PR #100, opened 2026-05-13
fix: Template update for nf-core/tools v4.0.2

beatrizsavinhas:
Closes https://github.com/Clinical-Genomics/CancerBioInfo/issues/154

### Changed

- Update template for nf-core/tools v4.0.2.
- Updated `multiqc` module (included in new template).
- Changed minimum required nextflow version to 25.10.4 (included in new template).
- Added `CODE_OF_CONDUCT.md` to lint ignore list. The file has been removed since the organisation is not nf-core (included in new template) but nf-core linting still expects the file to exist.
- Added `.github/ISSUE_TEMPLATE/config.yml` to lint ignore list to comply with updated linting requirements.
- Added the following parameters as input to `CLINICALGENOMICS_ONCOREFINER` as they are now required by `ONCOREFINER`:  
	```
	multiqc_config
    multiqc_logo
    multiqc_methods_description
    outdir
	```


workflows/oncorefiner.nf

────

The result consists of the line with "fix: Template update for nf-core/tools v4.0.2" through the last line of the entries above, repeated exactly and with nothing else.

fix: Template update for nf-core/tools v4.0.2

beatrizsavinhas:
Closes https://github.com/Clinical-Genomics/CancerBioInfo/issues/154

### Changed

- Update template for nf-core/tools v4.0.2.
- Updated `multiqc` module (included in new template).
- Changed minimum required nextflow version to 25.10.4 (included in new template).
- Added `CODE_OF_CONDUCT.md` to lint ignore list. The file has been removed since the organisation is not nf-core (included in new template) but nf-core linting still expects the file to exist.
- Added `.github/ISSUE_TEMPLATE/config.yml` to lint ignore list to comply with updated linting requirements.
- Added the following parameters as input to `CLINICALGENOMICS_ONCOREFINER` as they are now required by `ONCOREFINER`:  
	```
	multiqc_config
    multiqc_logo
    multiqc_methods_description
    outdir
	```


workflows/oncorefiner.nf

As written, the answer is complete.